## Task brief
Please give the number of lines in the records below that include "sebastienros", with no other output.

## Entries shown
##########
PR #1871, opened 2023-06-21
Update package refs for preview.5

DamianEdwards:
Update package refs in benchmarks apps for preview.5


sebastienros:
Shouldn't these always match AspNetCore or NetCoreApp versions, if set by crank?

DamianEdwards:
They've always been this way for these newer projects. How should they be to get the behavior you're describing?

sebastienros:
`$(MicrosoftAspNetCoreAppPackageVersion)` is set by crank. This will be mapped to the aspnet version that is picked up.

PR #1876, opened 2023-07-13
Switch over to using the built-in ProducesResponseTypeMetadata.

mitchdenny:
Benchmarks have been broken since the 7th because the stage 2 template defines its own `ProducesResponseTypeMetadata` type which conflicts with the new built-in one. This change switches over to using the built-in one.


DamianEdwards:
Do you know what the minimum SDK version is that's required to get the new built-in type?

eerhardt (approved):
Thanks!

mitchdenny:
@DamianEdwards you'll need preview 7. I tested with the latest, but one from late last week _might_ be recent enough to have it.

PR #1878, opened 2023-07-19
Fix compiler warning

eerhardt:
BenchmarkApplication is sealed, so declaring a new protected member doesn't make sense.


eerhardt:
@sebastienros - can I get a quick review here?

sebastienros (approved):

PR #1879, opened 2023-07-20
Fix package name casing

eerhardt:
The correct casing is DotNet. Although NuGet package name are case-insenstive, https://github.com/NuGet/Home/issues/12757 broke using the wrong case.


eerhardt:
Merging to unblock the AOT perf legs.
##########
## Response area
4